Once all feature branches selected for a specific release are finalized and merged back in origin/master, the release process can start.

Stage 1: Code Slush¶

The first phase of a release publishing cycle starts with a code slush. Under code slush, origin/master is not hard protected against any change, but stabilization PRs (i. e. bug fixes, quality improvements) will get a higher priority. The priority order expressed in PR classes:

qca (bug fixes, quality improvements)
doc (documentation updates and polishing)
imp (improvements, enhancements, optimisation)

new and pro class PRs should be avoided and postponed to after the release has been finalized.

The code slush phase ends with production of the first alpha release.

Stage 2: Code Freeze¶

The second phase begins with the release of the first alpha version. From here on, a strict code freeze is imposed on origin/master. This means no PRs will be accepted and merged unless linked to the upcoming release. Normally, this means only qca class PRs linked to issues related to the upcoming release milestone will be considered.

Under code freeze, alpha and beta versions are tagged in master and released for wider testing.

Stage 3: Pre-Release¶

If maturity in origin/master is considered sufficient for release, a dedicated release branch for the release is created (release/major.minor). The code freeze on master persists. From now on, release-related qca fixes are to be applied to the release branch. During the pre-release phase, release candidate releases are tagged in the release branch and published to further mature the release.

Stage 4: Release¶

As soon as the maturity in the release branch is sufficient for a final release, all pending PRs have to be either merged or rejected. The head of the release branch has to be tagged with the final release number, and the release branch has thereafter to be converted into a protected branch.

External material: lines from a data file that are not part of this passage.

PR #12125, opened 2023-06-01
[rb][bidi] Added print command with tests

TamsilAmani:
### Description

Print command for BiDi Browsing Context module along with tests.

### Motivation and Context

https://w3c.github.io/webdriver-bidi/#command-browsingContext-print

### Types of changes

### Checklist

### DIFF
--- a/rb/lib/selenium/webdriver/bidi/browsing_context.rb
+++ b/rb/lib/selenium/webdriver/bidi/browsing_context.rb
@@ -91,10 +91,9 @@ module Selenium
           print_result = @bidi.send_cmd('browsingContext.print',
                                         context: @id,
                                         background: background,
-                                        margin: {bottom: margin.bottom, top: margin.top, left: margin.left,
-                                                 right: margin.right},
+                                        margin: margin.to_h,
                                         orientation: orientation,
-                                        page: {height: page.height, width: page.width},
+                                        page: page.to_h,
                                         pageRanges: page_ranges,
                                         scale: scale,
                                         shrinkToFit: shrink_to_fit)
--- a/rb/lib/selenium/webdriver/bidi/browsing_context.rb
+++ b/rb/lib/selenium/webdriver/bidi/browsing_context.rb
@@ -73,33 +73,35 @@ module Selenium
           )
         end
 
-        def print_page(**options)
-          print_result = @bidi.send_cmd('browsingContext.print',
-                                        context: @id,
-                                        background: false,
-                                        margin: {
-                                          bottom: options['bottom'] || 1.0,
-                                          left: options['left'] || 1.0,
-                                          right: options['right'] || 1.0,
-                                          top: options['top'] || 1.0
-                                        },
-                                        orientation: 'portrait',
-                                        page: {
-                                          height: options.dig(:page, :height) || 27.94,
-                                          width: options.dig(:page, :width) || 21.59
-                                        },
-                                        pageRanges: options['page_ranges'] || [],
-                                        scale: options['scale'] || 1.0,
-                                        shrinkToFit: options['shrink_to_fit'] || true)
-
-          print_result['data']
+        # Organising margin and page parameters in a struct for print command
+        Margin = Struct.new(:bottom, :top, :left, :right, keyword_init: true) do
+          def initialize(bottom: 1.0, top: 1.0, left: 1.0, right: 1.0)
+            super
+          end
         end
 
-        def save_print_page(path, **options)
-          File.open(path, 'wb') do |file|
-            content = Base64.decode64 print_page(**options)
-            file << content
+        Page = Struct.new(:height, :width, keyword_init: true) do
+          def initialize(height: 27.94, width: 21.59)
+            super
           end
+        end
+
+        def print_page(background: false, margin: Margin.new, orientation: 'portrait', page: Page.new, page_ranges: [],
+                       scale: 1.0, shrink_to_fit: true, path: nil)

The release itself has to be created on GitHub using the final release tag as anchor reference.

The release branch has now to be merged back into origin/master, and with a further local PR, the version in origin/master has to be bumped to the next release cycle (this is no final decision, it can be reverted at a later stage). This formally lifts the code freeze on origin/master and allows to proceed with PRs that use a properly rebased feature branch with most recent changes in origin/master.

Stage 5: Maintenance¶

As the release branch is now managed as protected branch, direct commits to this branch are no longer possible. Instead, if a published release needs fixing, and the fix is well contained so it can be contained as patch and not as minor or even major release change, the following procedure has to be applied:

A hotfix branch has to be created (outside``origin``), based on the release branch at the last published version tag. There the necessary amendments can be developed and matured. Once finalized, the hotfix branch has to be merged back into the release branch via pull request, and subsequently a new patch version has to be tagged in the release branch, and the new patch release shall be published.

Important

Support for all prior versions from a release branch cedes the moment a new patch version is published.

As a final step after a patch has been published, the fix needs to be introduced to origin/master if still applicable there (e. g. an intermediate architectural change could have removed entirely the concerned code from origin/master). If still applicable, the method of injection has to be chosen on how far origin/master has diverted from the (now patched) release branch.

If both branches are still closely enough together, a pull request would be the preferred technique to merge the changes into origin/master. If however both branches have diverted significantly (e. g. due to long-term support), other techniques such as cherry-picking the patch commit or even a “manual” injection via a dedicated feature branch might be the appropriate solution.

Hint

While bringing a fix back into origin/master is mandatory, the choice of technique to accomplish this is subject to common sense of the core team, as it is nearly impossible to anticipate any combination of factors that might arise in the future around that subject.